Sorry, the GGUF version of the model is good enough, I no longer have the motivation to continue developing the Marlin model

wardensc2 commented 1 month ago

Sorry, the GGUF version of the model is good enough, I no longer have the motivation to continue developing the Marlin model

But the VRAM requirement is still very high with GGUF compare with new marlin format.

Ph0rk0z commented 1 month ago

I was going to look into how to add lora, it's probably not impossible. I'd rather figure out some other kernels besides marlin (ampere only, not easily ported). We got one model only uploaded. GGUF quality is great but speed is not like this. Your node actually beat using the full model.

wailovet commented 1 month ago

I was going to look into how to add lora, it's probably not impossible. I'd rather figure out some other kernels besides marlin (ampere only, not easily ported). We got one model only uploaded. GGUF quality is great but speed is not like this. Your node actually beat using the full model.

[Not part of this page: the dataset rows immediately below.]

PR #1760, opened 2026-08-13
docs(rulings): decide what delins.md:47 reaches — an inserted sequence, not any coincidence

nh13:
## What this decides

`delins-recommendation-reach-when-the-input-arrives-split` was the ledger's statement of an open question, and it closed with **"NO RULING HAS BEEN MADE."** `:47` recommends the spanning `delins` where payload bases coincide with reference bases; `:17` and `general.md:34` describe separated variants individually. With the input's own spelling already excluded as a tie-break by `canonical-form-choice-when-both-legal`, nothing said which of the two a re-derivation should land on.

**Operator ruling, 2026-08-12: `DNA/delins.md:46` governs.** `:47` reaches a payload-coincidence split **only where an inserted sequence re-aligned** — where some member of the split derived from the sequence supplies bases while consuming a *different* number of reference bases. Where no member does, nothing was inserted, `:46`'s mechanism cannot have occurred, and `:17` / `general.md:34` govern unqualified.

## Why this reading and not another

It is the only one under which **both** worked examples in the same passage come out as the spec writes them:

| example | canonical split | verdict |
|---|---|---|
| W49 `LRG_199t1:c.850_901delinsTTCCTCGATGCCTG` | carries `895_896delinsC` — two reference bases for one supplied | **merge**, which `:47` recommends by name |
| W58 `LRG_199t1:c.[992_1002del;1004T>C]` | three pure deletions, both payload bases survived | **stays split** |

A wide reading merges W58. A no-merge reading splits `:44-47`'s own example three lines from the clause that recommends merging it.

Recorded as a further **scope** on `delins-merge-vs-individual-gap-two-or-more`, sitting under that record's shape and net-deletion scopes and under `delins-payload-coincidence-carve-out-is-coding-dna-scoped`'s `c.`-only axis scope. It widens none of them.

## Why no output moves

`split_carries_a_gap_bearing_insert` (#1698) already implements this reading, and its only production call site is gated on `PartitionRule::CanonicalCoalesced`, which is not the shipped default. So this ratifies behaviour rather than changing it.

Three doc comments in `merge.rs` described the record as `undecided` and the predicate as provisional under README rule 6; they now say ratified. The comment on `an_all_survivor_payload_is_not_an_alignment_artifact` predicted that guard would be flipped by a ruling keyed on anything *other* than the derived members — it was right about the risk and the ruling deliberately went the other way, so the prediction is kept rather than deleted.

## Two things stated on the record rather than left implicit

- **The real-corpus measurement the record asked for is not here.** It is recorded as owed by the change that makes the canonical arm the default, on the ground that nothing shipped moves. That is an argument, and the record now carries it as one.
- **Confluence is not a ground, in either direction.** The coalesce runs last on already-derived pieces, so both spellings of a variant derive the same pieces and each class converges whichever way this went. Measured over the 11,272-class designed cis corpus at `1ea75334` (3'), divergent classes fall 2,911 → 1 and cross-class disagreements 16 → 0 — figures that belong to the **partition default**, not to this ruling, and the record says so.

The 4,620 / 655 split of the affected population is #1698's own instrumentation and was **not** re-derived here; the record labels it accordingly.

## Sidecars

`RULING_STATUSES`, both `CLAUDE.md` adjudication tables, and `clause_ruling_index.rs`'s generated block (re-captured programmatically, never retyped) plus its two census pins: the record census `(23, 20, 3)` → `(23, 21, 2)`, and the mixed-verdict count **7 → 2**.

That second pin is the round trip its own comment was waiting on. Filing this record as an open question took the count from 2 to 7; answering it returns exactly those five lines, leaving only the two ring lines that were mixed before it was ever filed. The rise was real and temporary, and it burned down because the question was answered rather than because a record was quietly dropped.

Representation-Change: none. Ruling record, sidecars and doc comments only; the predicate it ratifies shipped in #1698 and runs only on the non-default canonical-coalesced arm.


nh13:
@coderabbitai pause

It should be possible to implement LoRA, especially with the implementation of GGUF as a reference.

Regarding this node, since the NF4 and GGUF models had just been released by the community when the development was completed. At that time, I felt that I had done useless work, so I interrupted all the development processes. At that time, a lot of code was temporarily embedded by me in ComfyUI and had not been sorted out. So it may take some time to resume and continue development. Moreover, in the case of the existence of GGUF and NF4 versions, is this node still valuable?

Ph0rk0z commented 1 month ago

NF4 has bad quality. GGUF has good quality but it's slow. The value in this is leveraging kernels inside comfy for faster inference. It think you are first to do that.